Keywords:
Lung, Pulmonary vessels, Artificial Intelligence, CT-Angiography, CAD, CT, Computer Applications-Detection, diagnosis, Contrast agent-intravenous
Authors:
N. Hendriks1, J. J. Zigterman2, M. Roelofs1, J. Nijboer-Oosterveld1, E. De Boer1, M. F. Boomsma1; 1Zwolle/NL, 2Zwolle, Overijsel/NL
DOI:
10.26044/ecr2019/C-2541
Aims and objectives
Acute pulmonary embolism (PE) is a common pulmonary disease which could lead to health problems if not diagnosed in time.
The current reference standard the radiologist uses to diagnose PE is a Computer Tomography Pulmonary Angiogram (CTPA)1.
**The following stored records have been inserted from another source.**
PR #861, opened 2026-06-24
feat(client): add clone-from-URL tab to Register Repository dialog (#834)

ms2sato:
## Summary

Closes #834 (frontend slice).

Adds a tabbed "Register Repository" experience with two tabs:

1. **Clone from URL** *(default)* — submits to `POST /api/repositories/clone`, polls `GET /api/repositories/clone/:jobId` for status, dismisses when the Clone Job succeeds. Classified failure codes are translated to user-readable copy; the `unknown` code falls back to the server's raw `error.message`.
2. **Use existing path** — pre-existing behaviour, extracted into a sibling `RegisterExistingPathForm` so the dashboard route's prop contract is unchanged.

Backend (server endpoint + DB-backed Clone Job lifecycle) is implemented in a parallel PR. Both PRs target the API contract specified in Issue #834.

### Notable design decisions

- **`useCloneJobStatus` stops polling on terminal state** by returning `false` from `refetchInterval` once `status === 'succeeded' | 'failed'`. No explicit cancellation needed; tests assert no further polls fire after a terminal response is observed.
- **Validation enforced via shared schema.** `CloneRepositoryRequestSchema` lives in `packages/shared` and is used by the form's `valibotResolver`. The server re-validates the same shape (server remains the source of truth); the pattern explicitly rejects strings starting with `-` (no `--upload-pack=...` injection) plus shell metacharacters and absolute paths.
- **Error-code copy lives in `clone-error-messages.ts`** so the client / dialog stays minimal and the mapping is unit-testable in isolation. The `unknown` code passes the server's raw message verbatim — preserving information instead of replacing it with a generic phrase.
- **Tab default is "Clone from URL"** since the new flow eliminates the manual host-side `git clone` step in multi-user setups (the Issue's primary motivation).

### Feature Overview (true-path)

When the dashboard's "Add Repository" button is clicked, the dialog opens with the "Clone from URL" tab active. The user pastes a git URL (e.g. `git@github.com:org/repo.git`), optionally provides a name, and clicks "Clone & Register". A spinner appears with messages cycling through "Starting clone..." -> "Cloning..." until the server-side Clone Job reaches `succeeded`, at which point the dialog dismisses and the new repository appears in the dashboard's repository list. On failure, the dialog stays open and renders a user-actionable message (and, for non-`unknown` codes, the raw stderr line in a code-styled secondary block for technical context).

[...]

PR #868, opened 2026-06-24
feat(scripts): add dev-multiuser.sh for production-mirrored multi-user dev mode

ms2sato:
## Summary

Adds `scripts/dev-multiuser.sh` (runnable via `bun run dev:multiuser`) — a hot-reloading dev instance that mirrors production multi-user ownership semantics without touching the production data root.

Motivated by the inability to verify multi-user-only behaviour (runAsUser elevation chain, shared-group ownership, setgid inheritance, sharedRepository=group, server-side safe.directory bootstrap) in the existing single-user `bun run dev`. Previously such verification required a full production deploy, which is disruptive when iterating on PRs like #861 (Clone from URL UI) that depend on the multi-user runtime.

## What's in this PR

- `scripts/dev-multiuser.sh` (NEW): orchestration script
- `package.json`: new `dev:multiuser` script entry
- `docs/multi-user-setup-guide.md`: new "Local Multi-User Dev Mode" section

## How it mirrors production

| Element | Production (systemd) | Dev (this script) |
|---|---|---|
| Server runs as | `agentconsole` | `agentconsole` |
| Data root | `/var/lib/agent-console` | `/var/lib/agent-console-dev` |
| Data owner | `agentconsole:agent-console-users` 2775 | identical |
| Developer access path | group membership + setgid + sharedRepository | identical |
| `AUTH_MODE` | `multi-user` | `multi-user` |
| `AUTH_COOKIE_SECURE` | (from bootstrap) | `false` (dev http) |
| `UMask` | `0002` (systemd directive) | `umask 0002` (shell) |
| PATH | `$HOME/.bun/bin:/usr/local/bin:/usr/bin:/bin` | identical |
| PAM auth | required | required |
| runAsUser elevation | active | active |
| Hot reload | no (bundled dist) | yes (bun --watch) |

The developer accesses files under `/var/lib/agent-console-dev/` through their `agent-console-users` group membership + the dir's setgid + sharedRepository=group on each cloned repo -- exactly the access path used in production. They are NOT the owner of any of these dirs/files (which production simulates is a key invariant of the multi-user model).

## Pre-flight checks

The script refuses to run if any of the following are absent (it points at the fix command in the error message):
- `agentconsole` system user
- `agent-console-users` group
- developer is a member of `agent-console-users` (checked via passwd DB, robust against unrefreshed shell)
- `setfacl` (ACL package)
- agentconsole's `bun` binary at one of the production-search-path locations

## Implementation details

- Data root creation: `install -d` (idempotent, ownership + mode set atomically). Subsequent runs only verify ownership and warn (don't fail) if drifted.
- ACL grant: `setfacl -R -m u:agentconsole:rX` + default ACL so newly-created files inherit. One-time per worktree; subsequent runs detect access and skip.
- Process management: vite client and bun server started concurrently in the background; trap on INT/TERM/EXIT cleans up both PIDs (server requires elevation to signal since it runs as agentconsole).

## Verification

- `bun -n scripts/dev-multiuser.sh` (syntax check): pass
- `bun run typecheck`: exit 0
- `bun run test`: exit 0 (server / client / scripts-hooks-skills / integration / shared all pass)
- `bun run check:lang`: 103 files clean
- `preflight-check.js`: rule/skill no-dup, language clean
- Manual local run: pending (requires the multi-user prerequisites set up on the host; ms2sato will verify and report)

## Not in scope

- Bootstrap setup: the dev script assumes `scripts/setup-multiuser-for-ubuntu.sh` has already run for production purposes. If a developer is setting up a fresh machine purely for dev, they still need to run that bootstrap once.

The sensitivity of the CTPA is estimated 83%-100% and its specificity between 89%-98%2-4.
Adequate use of Computer-Aided Detection (CAD) techniques may be a resource to support the radiologist in the detection of PE5-7.
Scan quality is proven to be of influence on the software performance.
Scan quality,
defined as signal-to-noise ratio (SNR) and contrast-to-noise ratio (CNR),
is affected by the use of different levels of Hybrid Iterative Reconstruction (HIR)8-11.
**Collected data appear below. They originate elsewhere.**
PR #935, opened 2026-07-02
fix(client): restore terminal copy while a CLI enables mouse tracking

ms2sato:
## Symptom

With Claude Code CLI's new UI (v2.1.195+ mouse click support), text copy via browser drag-selection stopped working in the AgentConsole terminal. Shift+drag did not recover it. Paste kept working. Additionally, the "drag-select, right-click, Copy" flow copied only a single word instead of the selection.

## Root cause (xterm.js 5.5.0, verified against installed sources)

1. **Mouse tracking disables the selection layer.** When the CLI enables DEC mouse tracking (`CSI ? 1000/1002/1003 h`), `InputHandler` sets `CoreMouseService.activeProtocol`, whose setter fires `onProtocolChange`; the browser `Terminal` responds with `_selectionService.disable()` (`browser/Terminal.ts:721-733`), so drag no longer selects — every mouse event is reported to the PTY instead.
2. **macOS has no Shift+drag bypass.** `SelectionService.shouldForceSelection` (`browser/services/SelectionService.ts:429-435`) returns `event.shiftKey` only on non-Mac. On Mac it requires Option+drag **and** `macOptionClickForcesSelection`, which defaults to `false` (`common/services/OptionsService.ts:40`). Our terminal never set it, so macOS users had no bypass at all.
3. **Right-click word selection is a Mac-only default.** `rightClickSelectsWord` defaults to `isMac` (`common/services/OptionsService.ts:48`). A right-click outside the current selection replaces it with a one-word selection (`SelectionService.rightClickSelect`), which is what broke the context-menu copy flow. This behavior predates the CLI change; the CLI change made it the only copy path and thus visible.

## Fix

Three xterm.js public constructor options (no internal APIs), plus a keyboard shortcut:

| Change | Effect |
|---|---|
| `macOptionClickForcesSelection: true` | Option+drag selects a range even while mouse tracking is active (same UX as iTerm2 under tmux mouse mode) |
| `rightClickSelectsWord: false` | Right-click no longer destroys the selection; the native context menu "Copy" copies the full selection |
| `altClickMovesCursor: false` | Prevents a short Option+click from leaking cursor-move escape sequences (arrow keys) into the running CLI, a path newly reachable once Option+drag is enabled |
| Cmd+A in `attachCustomKeyEventHandler` | Selects the whole buffer via `terminal.selectAll()`, which bypasses the disabled selection service; Cmd+C then works natively (xterm's copy handler only checks `hasSelection()`) |

The base options and the key handler were extracted into `lib/terminal-options.ts` / `lib/terminal-key-handler.ts` so the contract is directly importable and unit-testable (the previous fontFamily test had to introspect the component source text; it now imports the builder).

## Trade-offs (deliberate)

- **Ctrl+A is intentionally NOT intercepted.** It is readline's beginning-of-line (`\x01`) and must keep reaching the PTY. Non-Mac users already have the native Shift+drag bypass; a `Ctrl+Shift+A` select-all for non-Mac is a follow-up candidate.
- Option+drag while mouse tracking is OFF now produces a normal selection instead of a column (rectangular) selection (`shouldColumnSelect` is disabled by `macOptionClickForcesSelection` on Mac).
- Option+click no longer moves the cursor via arrow-key sequences (`altClickMovesCursor: false`). This feature only ever worked while mouse tracking was off.
- Right-clicking a word no longer selects it; right-click now always preserves the current selection.
- A caveat that remains: if the CLI re-asserts its mouse mode (the `activeProtocol` setter re-fires `onProtocolChange` even for the same value), the selection is cleared on that redraw. Copy promptly after selecting.

## Second fix (found during owner verification): mouse-protocol re-assertion guard

Owner dogfood on the dev server surfaced a defect the options alone don't cover: **Claude Code's new UI re-asserts its mouse modes (`CSI ? 1000/1002/1003/1006 h`) on redraws** (15+ bursts in one session's output log, zero DECRST). xterm.js's `CoreMouseService.activeProtocol` setter fires `onProtocolChange` even when the value is unchanged, and the browser Terminal responds with `SelectionService.disable()` → `clearSelection()` — so every CLI redraw wiped the user's selection (~100-300ms after mouseup, triggered by the focus report round trip). The burst is `vt200 → drag → any` while already at `any`, so each step individually changes the mode — a naive same-value check cannot help.

`lib/terminal-mouse-protocol-guard.ts` intercepts single-parameter mouse-protocol DECSET at the parser level (`terminal.parser.registerCsiHandler`, public API) and swallows the ones that do not **strictly upgrade** the protocol (the four protocols form a strict event-superset chain `x10 < vt200 < drag < any`). A fresh activation (`none → vt200 → drag → any`) passes through untouched; a steady-state re-assert burst is swallowed entirely, so the selection survives. DECRST, multi-parameter sequences, encodings, and non-mouse params always pass through. Known trade-off (documented in the module): an app that genuinely downgrades (e.g. `any → vt200`) without an intervening DECRST keeps the stronger mode and receives extra motion reports; real-world TUIs toggle off/on instead. Upstream, the cleaner fix would be idempotent protocol-change handling in xterm.js — a follow-up issue candidate.

Also confirmed during verification: Claude Code's new UI renders **its own in-TUI selection** for plain (unmodified) drags — it looks like a browser selection but xterm has no selection at that point, which is why right-click Copy appeared disabled. That path (Claude's own `ctrl+c to copy`) is a separate follow-up investigation (OSC 52 / `@xterm/addon-clipboard`).

## Third fix (found during owner dogfood): stale context-menu copy prime

Owner's continued dogfood surfaced "copy works once, then a reload is needed". Mechanism (reproduced deterministically): xterm's `rightClickHandler` primes the hidden helper textarea for the native context menu (`textarea.value = selectionText; textarea.select()`) but **never un-primes it** — the value is cleared only on blur or Enter/^C keydown. xterm's `copy` listener handles Cmd+C only when `hasSelection()` is true; with no live selection it declines and the **browser default copy delivers the stale, still-fully-selected primed value** — the previous copy's text, silently wrong clipboard data. Under mouse tracking, plain clicks never create an xterm selection, so this stale path is the norm after the first right-click copy.

`lib/terminal-copy-prime-cleanup.ts` clears the primed value as soon as the selection it mirrored is gone, via public APIs only (`onSelectionChange` + `hasSelection()` + `terminal.textarea`). The primed state is identified by its signature — a non-empty value that is fully selected; IME composition text never sits fully selected in the textarea, so composition is unaffected. (The public-API-only constraint mirrors the renderer-research invariant: render/state control through the published surface, no internal hooks.)

## Fourth fix (the decisive one): copy-on-select while mouse tracking is active

Owner verification revealed the deepest layer: `SelectionService` clears the selection on ANY user input (`onUserInput`, SelectionService.ts:139-143), and mouse REPORTS count as user input (`CoreMouseService.triggerMouseEvent` → `triggerDataEvent(report, true)`, CoreMouseService.ts:284). Under the `any` protocol (`?1003h`, which Claude Code uses), **moving the mouse one cell sends a motion report and synchronously clears the selection** — verified with an instrumented stack trace (`triggerMouseEvent → triggerDataEvent → onUserInput → clearSelection`). A "select, then go copy" flow cannot survive; this is not fixable from the embedding side (upstream candidate #4 in issue #943).

So the selection is captured at creation time instead: `lib/terminal-copy-on-select.ts` writes the selection to the clipboard the moment it exists — **only while `mouseTrackingMode !== 'none'`** (normal shells keep the standard select-then-copy behavior, verified in QA). Under tracking, the only possible selections are deliberate Option+drag / Cmd+A gestures, so auto-copy matches intent (iTerm2-style copy-on-select, scoped). Default writer uses the async Clipboard API with an `execCommand('copy')` fallback for insecure origins; failures are logged at debug level.

The full findings, upstream xterm.js contribution candidates, and requirements for the terminal-renderer replacement research are recorded in issue #943.

## Relation to `CLAUDE_CODE_DISABLE_MOUSE_CLICKS`

Claude Code v2.1.195+ ships an env-side escape hatch (`CLAUDE_CODE_DISABLE_MOUSE_CLICKS`). This fix makes AgentConsole copy work **without** that env var, keeps the CLI's mouse features usable, and is robust against any other CLI that enables DEC mouse tracking.

## Tests

- `lib/__tests__/terminal-options.test.ts` — asserts the three new options plus contract pins (cursorBlink/fontSize/fontFamily/theme).
- `lib/__tests__/terminal-key-handler.test.ts` — Cmd+A intercepts (keydown only, lowercase and caps-lock 'A'), Ctrl+A / Cmd+Shift+A / keyup pass through, IME and Shift+Enter behavior unchanged.
- **Polarity verified**: with the fix stashed (tests kept), the 5 fix-targeting tests fail; with the fix restored, 15/15 pass. Contract pins are isolated in a separate describe block and excluded from the polarity set.
- Full suite: client 1478 pass / 0 fail, shared 359, integration 30, typecheck clean. One pre-existing server failure (`MultiUserMode / Issue #918 sshAuthSockFallback`) is an ambient-environment artifact on the dev machine (`SSH_AUTH_SOCK` set by the local agent); this branch does not touch `packages/server` and the test passes in CI's clean environment.

## Browser QA (Chrome DevTools MCP, real reproduction)

Verified on the dev server against a **real Claude Code v2.1.198 session** with its new UI holding mouse tracking active (`.xterm.enable-mouse-events` present), plus a fresh shell with a `printf` DECSET toggle:

- Tracking ON: plain drag selects nothing (symptom reproduced); Option+drag creates a selection that persists while idle; a synthetic `copy` event yields the dragged text; right-click **inside and outside** the selection preserves it and primes the hidden textarea with the full selection (what the native context-menu Copy copies); Cmd+A selects the entire buffer (1019 chars, banner included) with `defaultPrevented`.
- Tracking OFF (fresh shell): plain drag still selects and copies (no regression); right-click outside the selection preserves it.
- **Guard E2E (deterministic)**: with mouse tracking active, an Option+drag selection was made and a delayed re-assert burst (`sleep 3; printf '\x1b[?1000h\x1b[?1002h\x1b[?1003h\x1b[?1006h'`) was delivered through the real PTY → server → WebSocket → parser path while the selection was live. The selection and its copied text survived the burst unchanged (pre-guard, the first `?1000h` cleared it). Also verified against real Claude Code redraws (keystrokes into its input) — selection and copy intact.
- Guard unit/integration tests: 59 tests including a real headless xterm `Terminal` exercising the parser hook (fresh activation reaches `any`; lone downgrade swallowed — the polarity anchor; DECRST and multi-param pass through; dispose restores default behavior).
- **Copy-on-select E2E (host clipboard)**: with a marker preloaded via `pbcopy`, an Option+drag against the live Claude Code session replaced the macOS clipboard with the dragged text (verified via `pbpaste`) — no further action needed. Regression: in a tracking-off shell, plain drag selected text while the clipboard marker stayed untouched (no auto-copy in normal shells).
- Screenshots posted in a PR comment.

Preflight note: the integration-test advisory (`Terminal.tsx — UI component`) does not apply wire-level checks here — this change is client-only, adds no shared type/schema field, and crosses no server/client boundary; coverage is unit tests + the Browser QA above.

## Follow-up candidates (not in this PR)

- Copy-pane button / AgentConsole-native context menu (mobile + discoverability) — to be weighed together with the terminal renderer/UX research track.
- `Ctrl+Shift+A` select-all for non-Mac.

No pre-existing issue tracks this bug; this PR is the tracking artifact.

https://claude.ai/code/session_016ubZz2JXXmXnAtXtJRRp3e

## Note on CodeRabbit

The GitHub-side bot was rate-limited at PR open; after the limit reset it reviewed the full branch and returned **APPROVED with zero inline comments**. The local CodeRabbit CLI was also run against `origin/main` before each push: 1 MINOR finding on the first pass (internal codename in a test doc comment, fixed in `174ed23`), 0 findings on the final pass including the guard commit.

### DIFF
--- a/packages/client/src/components/Terminal.tsx
+++ b/packages/client/src/components/Terminal.tsx
@@ -20,6 +20,7 @@ import { buildBaseTerminalOptions } from '../lib/terminal-options.js';
 import { createCustomKeyEventHandler } from '../lib/terminal-key-handler.js';
 import { installMouseProtocolGuard } from '../lib/terminal-mouse-protocol-guard.js';
 import { installCopyPrimeCleanup } from '../lib/terminal-copy-prime-cleanup.js';
+import { installCopyOnSelect } from '../lib/terminal-copy-on-select.js';
 import {
   register as registerSaveManager,
   unregister as unregisterSaveManager,
@@ -443,6 +444,7 @@ export function Terminal({ sessionId, workerId, onStatusChange, onActivityChange
     let renderStallRecovery: { dispose: () => void } | null = null;
     let mouseProtocolGuard: { dispose: () => void } | null = null;
     let copyPrimeCleanup: { dispose: () => void } | null = null;
+    let copyOnSelect: { dispose: () => void } | null = null;
     let scrollDisposable: { dispose: () => void } | null = null;
     let viewportObserver: MutationObserver | null = null;
     let viewportElement: Element | null = null;
@@ -515,6 +517,14 @@ export function Terminal({ sessionId, workerId, onStatusChange, onActivityChange
       // gone, so a later Cmd+C without a live selection does not re-copy old
       // text. See lib/terminal-copy-prime-cleanup.ts for the mechanism.
       copyPrimeCleanup = installCopyPrimeCleanup(terminal);
+
+      // Copy the selection to the clipboard at creation time while mouse
+      // tracking is active — under tracking mouse reports clear the selection
+      // synchronously, so select-then-copy cannot work. Normal shells are
+      // unaffected. See lib/terminal-copy-on-select.ts for the mechanism.
+      copyOnSelect = installCopyOnSelect(terminal, undefined, (e) =>
+        logger.debug('[Terminal] copy-on-select clipboard write failed:', e),
+      );
 
       // 3. Write the cached snapshot BEFORE open() per the library's
       //    recommendation. updateScrollButtonVisibility is safe even though
@@ -830,6 +840,9 @@ export function Terminal({ sessionId, workerId, onStatusChange, onActivityChange
 
       // Dispose the copy-prime cleanup (removes the selection listener)
       copyPrimeCleanup?.dispose();
+
+      // Dispose copy-on-select (removes the selection listener)
+      copyOnSelect?.dispose();
 
       // Dispose render stall auto-recovery before watchdog
       renderStallRecovery?.dispose();
--- a/packages/client/src/components/Terminal.tsx
+++ b/packages/client/src/components/Terminal.tsx
@@ -18,6 +18,7 @@ import {
 } from '../lib/terminal-restore.js';
 import { buildBaseTerminalOptions } from '../lib/terminal-options.js';
 import { createCustomKeyEventHandler } from '../lib/terminal-key-handler.js';
+import { installMouseProtocolGuard } from '../lib/terminal-mouse-protocol-guard.js';
 import {
   register as registerSaveManager,
   unregister as unregisterSaveManager,
@@ -439,6 +440,7 @@ export function Terminal({ sessionId, workerId, onStatusChange, onActivityChange
     let serializeAddon: SerializeAddon | null = null;
     let watchdog: RenderWatchdog | null = null;
     let renderStallRecovery: { dispose: () => void } | null = null;
+    let mouseProtocolGuard: { dispose: () => void } | null = null;
     let scrollDisposable: { dispose: () => void } | null = null;
     let viewportObserver: MutationObserver | null = null;
     let viewportElement: Element | null = null;
@@ -501,6 +503,11 @@ export function Terminal({ sessionId, workerId, onStatusChange, onActivityChange
       // Enable serialization for terminal state caching
       serializeAddon = new SerializeAddon();
       terminal.loadAddon(serializeAddon);
+
+      // Guard against selection-destroying mouse-protocol re-assertion from
+      // CLIs that re-emit their DEC mouse tracking setup on every redraw.
+      // See lib/terminal-mouse-protocol-guard.ts for the mechanism.
+      mouseProtocolGuard = installMouseProtocolGuard(terminal);
 
       // 3. Write the cached snapshot BEFORE open() per the library's
       //    recommendation. updateScrollButtonVisibility is safe even though
@@ -810,6 +817,9 @@ export function Terminal({ sessionId, workerId, onStatusChange, onActivityChange
 
     return () => {
       cancelled = true;
+
+      // Dispose the mouse-protocol guard (removes the parser handler)
+      mouseProtocolGuard?.dispose();
 
       // Dispose render stall auto-recovery before watchdog
       renderStallRecovery?.dispose();
--- a/packages/client/src/components/Terminal.tsx
+++ b/packages/client/src/components/Terminal.tsx
@@ -19,6 +19,7 @@ import {
 import { buildBaseTerminalOptions } from '../lib/terminal-options.js';
 import { createCustomKeyEventHandler } from '../lib/terminal-key-handler.js';
 import { installMouseProtocolGuard } from '../lib/terminal-mouse-protocol-guard.js';
+import { installCopyPrimeCleanup } from '../lib/terminal-copy-prime-cleanup.js';
 import {
   register as registerSaveManager,
   unregister as unregisterSaveManager,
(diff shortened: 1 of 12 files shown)


ms2sato:
## QA Screenshots (2026-07-02 17:31)

### cmd a select all under mouse tracking
cmd a select all under mouse tracking

<details>

cmd a select all under mouse tracking
</details>

### option drag selection under mouse tracking
option drag selection under mouse tracking

<details>

option drag selection under mouse tracking
</details>

ms2sato:
## QA Screenshots (2026-07-02 18:43)

### selection survives mouse protocol reassert burst
selection survives mouse protocol reassert burst

<details>

selection survives mouse protocol reassert burst
</details>

ms2sato:
@coderabbitai review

New reconstructors make it possible to reconstruct the CTPA data with Model-based Iterative Reconstruction (MBIR) software.
MBIR is the next generation of iterative reconstruction software with more noise reduction,
better spatial- and contrast resolution and better artifact reduction12.
This retrospective cohort study examines whether there is evidence of improvement in software performance on a CAD programme for the detection of peripheral pulmonary embolism,
while maintaining routine dose protocols using MBIR in comparison to the current used HIR.